* **Task goal**
Give back an exact copy of the lines below, from the first through the line with "Sorry, I always confuse them. Carry on..."; please stop there.

* **Data extracts**
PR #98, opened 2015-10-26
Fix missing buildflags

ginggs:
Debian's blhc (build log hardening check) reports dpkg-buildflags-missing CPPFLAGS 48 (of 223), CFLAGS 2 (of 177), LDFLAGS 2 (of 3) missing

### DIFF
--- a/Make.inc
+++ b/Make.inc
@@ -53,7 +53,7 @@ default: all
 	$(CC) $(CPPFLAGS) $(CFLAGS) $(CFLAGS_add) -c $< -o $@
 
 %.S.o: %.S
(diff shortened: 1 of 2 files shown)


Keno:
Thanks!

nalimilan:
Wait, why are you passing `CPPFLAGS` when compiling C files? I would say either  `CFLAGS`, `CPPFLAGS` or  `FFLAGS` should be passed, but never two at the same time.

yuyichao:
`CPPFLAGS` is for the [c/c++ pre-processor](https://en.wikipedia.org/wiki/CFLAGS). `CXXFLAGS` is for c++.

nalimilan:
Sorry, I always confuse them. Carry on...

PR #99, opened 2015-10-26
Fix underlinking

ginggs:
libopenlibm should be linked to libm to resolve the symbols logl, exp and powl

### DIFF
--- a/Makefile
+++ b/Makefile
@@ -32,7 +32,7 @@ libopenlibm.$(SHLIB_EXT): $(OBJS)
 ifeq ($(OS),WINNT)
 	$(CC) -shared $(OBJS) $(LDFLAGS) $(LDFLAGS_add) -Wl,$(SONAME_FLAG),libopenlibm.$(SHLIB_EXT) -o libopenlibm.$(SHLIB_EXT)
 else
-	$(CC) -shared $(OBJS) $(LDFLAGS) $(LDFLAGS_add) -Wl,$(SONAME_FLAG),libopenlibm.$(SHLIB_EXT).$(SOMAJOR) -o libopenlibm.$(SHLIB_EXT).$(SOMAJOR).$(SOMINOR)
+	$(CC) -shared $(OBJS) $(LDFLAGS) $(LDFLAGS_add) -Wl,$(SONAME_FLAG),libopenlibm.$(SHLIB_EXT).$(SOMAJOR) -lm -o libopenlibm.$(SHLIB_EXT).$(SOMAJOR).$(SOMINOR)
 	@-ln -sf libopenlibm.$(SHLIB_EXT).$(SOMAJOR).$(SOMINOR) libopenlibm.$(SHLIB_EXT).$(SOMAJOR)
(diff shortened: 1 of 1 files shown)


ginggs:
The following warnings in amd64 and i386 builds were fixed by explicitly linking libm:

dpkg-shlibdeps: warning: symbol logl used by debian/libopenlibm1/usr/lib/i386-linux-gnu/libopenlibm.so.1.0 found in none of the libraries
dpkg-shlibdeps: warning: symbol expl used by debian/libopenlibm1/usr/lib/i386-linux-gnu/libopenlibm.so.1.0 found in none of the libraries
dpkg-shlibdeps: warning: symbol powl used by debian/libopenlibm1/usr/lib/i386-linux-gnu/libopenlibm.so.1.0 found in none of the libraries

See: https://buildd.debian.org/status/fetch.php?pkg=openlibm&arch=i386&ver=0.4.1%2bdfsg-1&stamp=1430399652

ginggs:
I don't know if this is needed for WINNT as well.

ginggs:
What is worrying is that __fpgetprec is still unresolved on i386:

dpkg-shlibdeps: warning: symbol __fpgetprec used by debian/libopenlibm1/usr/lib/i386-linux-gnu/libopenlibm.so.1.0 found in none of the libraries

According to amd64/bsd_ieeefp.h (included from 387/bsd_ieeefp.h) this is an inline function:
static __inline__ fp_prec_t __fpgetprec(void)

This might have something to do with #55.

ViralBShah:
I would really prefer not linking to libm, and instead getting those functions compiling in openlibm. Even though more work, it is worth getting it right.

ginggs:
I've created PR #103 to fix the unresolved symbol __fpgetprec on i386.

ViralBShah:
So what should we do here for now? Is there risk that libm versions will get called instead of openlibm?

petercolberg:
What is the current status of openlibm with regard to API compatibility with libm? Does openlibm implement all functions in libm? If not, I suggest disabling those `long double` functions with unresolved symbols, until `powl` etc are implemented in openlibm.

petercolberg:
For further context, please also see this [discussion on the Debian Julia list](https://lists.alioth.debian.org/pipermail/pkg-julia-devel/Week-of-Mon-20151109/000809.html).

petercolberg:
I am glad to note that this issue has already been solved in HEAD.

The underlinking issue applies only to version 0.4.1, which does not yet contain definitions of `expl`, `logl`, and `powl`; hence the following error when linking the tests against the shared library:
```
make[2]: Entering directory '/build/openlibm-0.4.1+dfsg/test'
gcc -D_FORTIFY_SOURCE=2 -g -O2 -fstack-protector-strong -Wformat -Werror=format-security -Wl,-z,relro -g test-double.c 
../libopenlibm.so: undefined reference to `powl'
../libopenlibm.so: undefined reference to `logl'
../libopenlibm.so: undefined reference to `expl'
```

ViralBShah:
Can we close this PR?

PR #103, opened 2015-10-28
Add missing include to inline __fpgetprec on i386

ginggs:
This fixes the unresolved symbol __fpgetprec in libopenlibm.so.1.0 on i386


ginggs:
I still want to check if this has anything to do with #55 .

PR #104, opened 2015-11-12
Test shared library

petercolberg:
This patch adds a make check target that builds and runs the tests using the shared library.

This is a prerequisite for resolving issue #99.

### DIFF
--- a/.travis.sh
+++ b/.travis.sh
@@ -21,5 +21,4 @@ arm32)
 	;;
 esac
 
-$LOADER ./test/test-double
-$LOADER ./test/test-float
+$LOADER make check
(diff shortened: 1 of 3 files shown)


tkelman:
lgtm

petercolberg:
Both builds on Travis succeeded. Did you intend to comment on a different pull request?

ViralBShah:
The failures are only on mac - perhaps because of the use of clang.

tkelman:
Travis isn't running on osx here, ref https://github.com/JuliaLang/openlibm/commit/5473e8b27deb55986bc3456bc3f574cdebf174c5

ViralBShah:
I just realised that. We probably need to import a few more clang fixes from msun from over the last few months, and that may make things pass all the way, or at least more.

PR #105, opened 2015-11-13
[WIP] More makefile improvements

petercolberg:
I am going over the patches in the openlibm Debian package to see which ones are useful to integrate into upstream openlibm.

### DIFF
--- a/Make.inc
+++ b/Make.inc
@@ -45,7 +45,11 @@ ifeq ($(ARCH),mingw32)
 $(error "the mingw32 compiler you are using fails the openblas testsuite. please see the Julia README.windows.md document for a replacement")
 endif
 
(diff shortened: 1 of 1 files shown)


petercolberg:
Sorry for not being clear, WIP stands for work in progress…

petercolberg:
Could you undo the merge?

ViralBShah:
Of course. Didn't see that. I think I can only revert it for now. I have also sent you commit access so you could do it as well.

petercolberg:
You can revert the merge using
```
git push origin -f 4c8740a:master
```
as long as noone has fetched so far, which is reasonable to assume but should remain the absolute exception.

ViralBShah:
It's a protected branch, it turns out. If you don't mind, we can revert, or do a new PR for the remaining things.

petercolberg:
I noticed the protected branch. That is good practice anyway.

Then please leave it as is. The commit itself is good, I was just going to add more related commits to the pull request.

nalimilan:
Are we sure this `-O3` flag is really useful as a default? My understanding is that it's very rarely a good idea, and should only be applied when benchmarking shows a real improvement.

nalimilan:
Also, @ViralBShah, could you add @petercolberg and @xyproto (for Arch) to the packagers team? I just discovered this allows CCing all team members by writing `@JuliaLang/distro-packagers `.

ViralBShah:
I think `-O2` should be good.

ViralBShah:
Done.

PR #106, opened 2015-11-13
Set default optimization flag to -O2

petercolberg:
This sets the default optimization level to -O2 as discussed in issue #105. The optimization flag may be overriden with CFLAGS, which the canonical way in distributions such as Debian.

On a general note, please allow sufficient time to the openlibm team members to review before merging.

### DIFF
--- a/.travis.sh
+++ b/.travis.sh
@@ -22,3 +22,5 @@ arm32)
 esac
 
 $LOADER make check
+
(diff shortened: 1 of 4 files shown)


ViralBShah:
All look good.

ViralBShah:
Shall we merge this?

* **Result of the exercise**
PR #98, opened 2015-10-26
Fix missing buildflags

ginggs:
Debian's blhc (build log hardening check) reports dpkg-buildflags-missing CPPFLAGS 48 (of 223), CFLAGS 2 (of 177), LDFLAGS 2 (of 3) missing

### DIFF
--- a/Make.inc
+++ b/Make.inc
@@ -53,7 +53,7 @@ default: all
 	$(CC) $(CPPFLAGS) $(CFLAGS) $(CFLAGS_add) -c $< -o $@
 
 %.S.o: %.S
(diff shortened: 1 of 2 files shown)


Keno:
Thanks!

nalimilan:
Wait, why are you passing `CPPFLAGS` when compiling C files? I would say either  `CFLAGS`, `CPPFLAGS` or  `FFLAGS` should be passed, but never two at the same time.

yuyichao:
`CPPFLAGS` is for the [c/c++ pre-processor](https://en.wikipedia.org/wiki/CFLAGS). `CXXFLAGS` is for c++.

nalimilan:
Sorry, I always confuse them. Carry on...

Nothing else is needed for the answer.